Being a middle-aged worrying sort, I didn`t want to risk losing all that stuff – absolute shite to most people, but a lot of stuff I`ve made, taken photos of, etc. and bought a 1TB USB external drive to use as a backup for the Lacie.  Through the Lacie`s web interface, I saw it was possible to set up one drive as the source (Lacie) and one as the destination (new Toshiba drive) and thought “easy peasy – link them over USB, click the buttons, and off it goes”.  And off nothing went.

After around 2 hours, the only backups I have apparently made have been 8 empty directories on the Toshiba, from a total of several thousand files.  Not a great ratio.  I thought I must have cocked something up in the plethora of 4 or 5 options, so tried again, with the same result.  Then I took a look at the logs from the Lacie.

The Lacie uses some form of embedded Linux – a few blogs mention it may be Yellow Dog – and does its biz using BusyBox, so I figured there would be some useful, sensible, really nice logging.  Here`s what I saw:

Apr 26 00:37:40  httpd:                     pam_unix(httpd:session): session closed for user admin
Apr 26 00:37:59  httpd:                     pam_unix(httpd:session): session opened for user admin by (uid=0)
Apr 26 00:37:59  httpd:                     pam_unix(httpd:session): session closed for user admin
Apr 26 00:38:13  httpd:                     pam_unix(httpd:session): session opened for user admin by (uid=0)

Now, pardon my French, but what the fuck use is that to anyone? No mention of backup starting, backup finishing, backup failing, backup progress. Not a sausage. There`s only one thing worse than no logging, it`s useless logging. And here we see a combination of both, almost bugger all logging, and what`s there is completely useless.
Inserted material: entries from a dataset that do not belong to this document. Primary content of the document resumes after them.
PR #468, opened 2019-10-08
(MAINT) Adding a 7.2 image with tmpfs support

mikkergimenez:
This is my first time working in this repo.  I want to add a template to CI where tmpfs is enabled in centos 7.2.  This may become the default config, but we want to test this first, so here it is.  I've tested this manually by cloning a vm and running a command, now I want to get it into vmpooler.  The goal here is to reduce the I/O load in CI.  

Not sure if I should do this as 7.2-tmpfs or x86_64-tmpfs but I put it this way because the ks.cfg is in the common folder, and it's the ks.cfg config I need to fix.  

I looked at this documentation:
https://confluence.puppetlabs.com/display/SRE/Linux+Image+Packer+Generation

But did I miss anything further that would suggest how to test this?  I tried reverse engineering the Jenkins job but that was no fun.

### DIFF
--- a/templates/centos/7.2-tmpfs/x86_64/vars.json
+++ b/templates/centos/7.2-tmpfs/x86_64/vars.json
@@ -1,0 +1,14 @@
+{
+    "template_name"                         : "centos-7.2-tmpfs-x86_64",
+    "template_os"                           : "centos7_64Guest",
+    "beakerhost"                            : "centos7-64",
+    "version"                               : "0.0.1",
+    "iso_url"                               : "https://artifactory.delivery.puppetlabs.net/artifactory/generic/iso/CentOS-7-x86_64-DVD-1511.iso",
+    "iso_checksum"                          : "907e5755f824c5848b9c8efbb484f3cd945e93faa024bad6ba875226f9683b16",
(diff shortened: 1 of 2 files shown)


mikkergimenez:
That CI error seems suspicious.

jcoconnor:
@mikkergimenez This looks ok - I'll run it through test tomorrow.

templates/centos/7.2-tmpfs/x86_64/vars.json
```diff
@@ -0,0 +1,13 @@
+{
+    "template_name"                         : "centos-7.2-x86_64",
```
jcoconnor: template name should be ```centos-7.2-tmpfs-x86_64``` - this is the actual template name that appears up on vcenter.

jcoconnor: Sorted in latest push

jcoconnor:
I've pushed some changes up with allow the OS to boot and install - but its not establishing connection back to packer once the installation is complete.

Going to discuss with @ciprianbadescu tomorrow who is authoring a similar PR #467

PR #469, opened 2019-10-10
(MAINT) Fixes and Updates to Windows Imaging

jcoconnor:
This is a set of small non-conflicting changes to Puppet-Labs packer in preparation for a general windows Image refresh. It includes
1. Adding locale to the build data (originally associated with QENG-7455 but useful in its own right).
2. Fix minor warning in the puppet counter file loop
3. Use JSON lookup instead of Env-Var data for the puppet run (Server Type lookup)
4. Update Version number for new refresh
5. Remove win-2012r2-fr-x86_64 and win-2016-fr-x86_64 as 2019 now replaces this
6. Update Windows 10 to Build 1903 and add Build 1909 as next
7. Update VMWare tools to assist with QENG-7455


jcoconnor:
These commits have been tested successfully and build and run acceptance suite without any issues.

PR #471, opened 2019-10-11
Add entropy generating tools to fips image

shrug:
Our test pipelines for FIPS builds are rapidly exhausting the available pool of entropy.

this adds two tools to fips images help increase the available entropy pool - rng-tools and haveged

This is "fake" entropy and should not be relied on for production, but should be fine for our testing purposes

### DIFF
--- a/templates/redhat/7.2-fips/common/files/ks.cfg
+++ b/templates/redhat/7.2-fips/common/files/ks.cfg
@@ -22,6 +22,9 @@ auth  --useshadow  --enablemd5
 firstboot --disabled
 reboot --eject
 
+repo --name=epel-release --baseurl=https://artifactory.delivery.puppetlabs.net/artifactory/rpm__remote_epel/7/x86_64/
+
+
 %packages --ignoremissing
 @core
 bzip2
@@ -34,6 +37,7 @@ net-tools
 patch
 perl
 rng-tools
+haveged
 curl
 wget
 nfs-utils
--- a/templates/redhat/7.2-fips/common/files/ks.cfg
+++ b/templates/redhat/7.2-fips/common/files/ks.cfg
@@ -33,6 +33,7 @@ make
 net-tools
 patch
 perl
+rng-tools
 curl
 wget
 nfs-utils
--- a/templates/redhat/7.2-fips/x86_64/vars.json
+++ b/templates/redhat/7.2-fips/x86_64/vars.json
@@ -2,7 +2,7 @@
     "template_name"                         : "redhat-fips-7.2-x86_64",
     "template_os"                           : "rhel7_64Guest",
     "beakerhost"                            : "redhatfips7-64",
-    "version"                               : "0.0.8",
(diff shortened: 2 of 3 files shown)


shrug:
This has been built and should be deploying to the pooler now for testing

shrug:
Ping @gimmyxd or @ciprianbadescu (or team) - Does this look ok? I guess the alternative is to do the installation and configuration in the puppet code instead. I did run a build but the templates are not deployed.

shrug:
We probably should deploy this to unblock fips testing, but I'm not sure I know how we're doing that these days and it's probably better that I don't try late on a Friday :)

templates/redhat/7.2-fips/common/files/ks.cfg
```diff
@@ -22,6 +22,9 @@ auth  --useshadow  --enablemd5
 firstboot --disabled
 reboot --eject
 
+repo --name=epel-release --baseurl=https://artifactory.delivery.puppetlabs.net/artifactory/rpm__remote_epel/7/x86_64/
+
+
```
ciprianbadescu: keep only one empty line

templates/redhat/7.2-fips/common/files/ks.cfg
```diff
@@ -22,6 +22,9 @@ auth  --useshadow  --enablemd5
 firstboot --disabled
 reboot --eject
 
+repo --name=epel-release --baseurl=https://artifactory.delivery.puppetlabs.net/artifactory/rpm__remote_epel/7/x86_64/
```
ciprianbadescu: I prefer repo change will go to: https://github.com/puppetlabs/puppetlabs-packer/blob/master/manifests/modules/packer/manifests/repos.pp, as all repo are set in one plce

shrug: Fair enough. It's in the kickstart because I also added the haveged package there (which comes from EPEL) but I can also move that into the manifests

shrug: We really only need the repo and those packages for FIPS rhel builds right now, and I don't see a really good way to distinguish FIPS builds in the puppet modules - any suggestions?

shrug:
Do you mind picking this up and running with it? FIPS test pipelines are blocked as the initial installation fails due to running out of entropy and /dev/random blocking

justinstoller:
fwiw, I created this ticket for us to track this work: https://tickets.puppetlabs.com/browse/IMAGES-1164

templates/redhat/7.2-fips/common/files/ks.cfg
ciprianbadescu: Needs to updates puppet/facter version in vars.json to get a newer fact that implements fips_enabled fact.
Also I see we don't have yet proper place to install apps on non-Windows.

I propose to merge this PR like it is and modify the ticket scope to handle refactoring and handling apps install/configuration in manifests.

PR #475, opened 2020-01-14
(IMAGES-1168) Add macOS 10.15 machine image

GabrielNagy:
Refer to the updated README for peculiarities regarding this image. Still have to test it in the pooler, but it builds on vCenter (with some manual interaction).


jcoconnor:
This looks ok to me but would prefer someone more familiar with MacOS builds to hit the 👍

templates/common/vmware.vcenter.json
```diff
@@ -35,12 +35,14 @@
       "vmware_base_required_modules"                 : "saz-ssh puppetlabs-stdlib",
 
       "vmware_base_vmx_data_memsize"                 : "4096",
+      "vmware_base_vmx_data_usb"                     : "FALSE",
```
GabrielNagy: I think this isn't used anywhere

PR #477, opened 2020-01-20
(IMAGES-1174) January 2020 Windows Patch Tuesday Fixes

jcoconnor:
A set of fixes that were needed to deliver the January 2020 Patch Tuesday Windows Refresh:
1. Fix Puppet Agent link to use Puppet 6
2. Disable WSUS for Windows 10/2016/2019
3. Add Servicing Stack Updates (SSU) for certain builds to allow update process to run


jcoconnor:
Fyi - there may be a few other fixen here so going to roll them up in one PR, hence the DNM.

PR #478, opened 2020-01-30
(maint) Upgrade Packer to 1.5.1, fix template errors

highb:
This commit upgrades the version of packer installed by the `Makefile`
to 1.5.1. After doing that upgrade, I found that several templates now
failed the tests because `_comment` fields were provided as arrays,
which is apparently unsupported now. I fixed up the arrays to be regular
strings and all of the templates appear to pass the tests now.

### DIFF
--- a/templates/win/2012/x86_64/x86_64.vmware.slipstream.json
+++ b/templates/win/2012/x86_64/x86_64.vmware.slipstream.json
@@ -13,9 +13,7 @@
 
   "description": "Customised Win-2012 build to prepare slipstream ISO",
 
-  "_comment": [
-      "The boot_command is hacky because the UEFI boot file used requires the 'Press any key' to be done"
-  ],
+  "_comment": "The boot_command is hacky because the UEFI boot file used requires the 'Press any key' to be done",
   "builders": [
     {
       "name": "{{user `template_name`}}-{{user `provisioner`}}-{{user `template_config`}}",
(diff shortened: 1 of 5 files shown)


GabrielNagy:
I wanted to build the macOS 10.15 template with packer 1.5.1, but the vsphere plugin wasn't compiled against that version so I had to downgrade back to 1.4 in order for it to work. With the vsphere builder now being integrated into packer I think it's a change we'd want to have. However a packer version including the vsphere builder wasn't released yet (it'll probably get into 1.5.2).

jcoconnor:
@GabrielNagy Wasn't aware that the vsphere builder was being integrated into packer - is that going to replace the jetbrains plugin completely ?

I've been following the packer releases and had intended to look at 1.5.1

GabrielNagy:
Yep https://github.com/hashicorp/packer/pull/8480

jcoconnor:
🏆 Super to see that happening - probably will be 1.6 - which should be due in February - they release almost monthly.

jcoconnor:
So - can we merge this now or do we need to wait until 1.5.1 is installed ?

GabrielNagy:
I don't think it matters really, from what I understand this is just executed as setup for tests that validate the template syntax, right @highb? Having comments as strings works on both 1.4 and 1.5, so I'm good with this whenever.

highb:
Yeah, this is only used by the `Makefile` for testing the templates (as well as the `Rakefile` I'm writing to simplify some of the image build process)

PR #482, opened 2020-03-27
(MAINT) Use Packer vsphere-iso/clone plugins

jcoconnor:
Packer has not integrated the jetbrains vsphere-* plugins into its core
so switch over all vsphere builds to use this in favour of our local
versioned plugin.

This means the plugins can be removed from the builders.
One less thing to maintain - Yayyyyy

### DIFF
--- a/templates/common/vmware.vcenter.json
+++ b/templates/common/vmware.vcenter.json
@@ -71,7 +71,7 @@
 
  "builders": [
     {
-      "type"                                         : "vsphere-23-iso",
+      "type"                                         : "vsphere-iso",
 
       "communicator"                                 : "{{user `communicator_protocol`}}",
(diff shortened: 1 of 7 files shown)


jcoconnor:
Adding DNM - just need to check this builds before we say GO GO GO

highb:
Once this is in, we should remember to remove the line about downloading the plugin from the docs https://confluence.puppetlabs.com/display/AGENT/Adding+new+vmpooler+image

highb:
🤞 Hope these build with no issues.

jcoconnor:
So it doesn't build because Packer on the build machines is 1.3.2

I will discuss with @puppetlabs/night-s-watch on Monday before making any changes.

PR #484, opened 2020-04-02
(PE-28666) Add centos-8-pdbpreload-x86_64

nmburgan:
## (DIO-409) Add project_root to custom script path
Because project_root seems not to be available within vars.json of a template, this sets the custom_provisioning_script to add the project_root to the beginning in the top level vmware.vcenter.json, so the user just has to specify 'scripts/myscript.sh' for custom_provisioning_script.

## (PE-28666) Add centos-8-pdbpreload-x86_64
This adds a new centos 8 template that includes setting up PE with the latest master build, and importing the SLV soak database. This will be used for HA testing.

I know I was logged into the web interface – I just want to check my supposed backup!
So it`s likely to be a case of the Toshiba drive becoming a work drive, and having to run rsync to backup to the Lacie as it`s just a little too slow to use as a primary drive over Ethernet. Very disappointed. The drive has been great for a number of months – not spectacularly fast over the home network (wireless G / 100Mb Ethernet – it has Gb Ethernet I believe), so I can`t do the device itself down. But come on guys – what`s the point in using a completely shite backup function as a selling point?  There also doesn`t seem too be a way of upgrading the firmware or operating system short of unofficial hacks, ruling out fixing this awful functionality.  It may work – somehow – under Windows, but if it`s a case of linking two drives and pressing a few buttons, using the advertised method, it`s surprising this simple operation can`t be carried out.  If there had been anything in the logs to suggest too-long filenames, extra-long paths – whatever – I could have done something to rectify.  But zilch.

So it`s off to rsync I go… farting in the general direction of Lacie.  Several times.  Poo poo to you.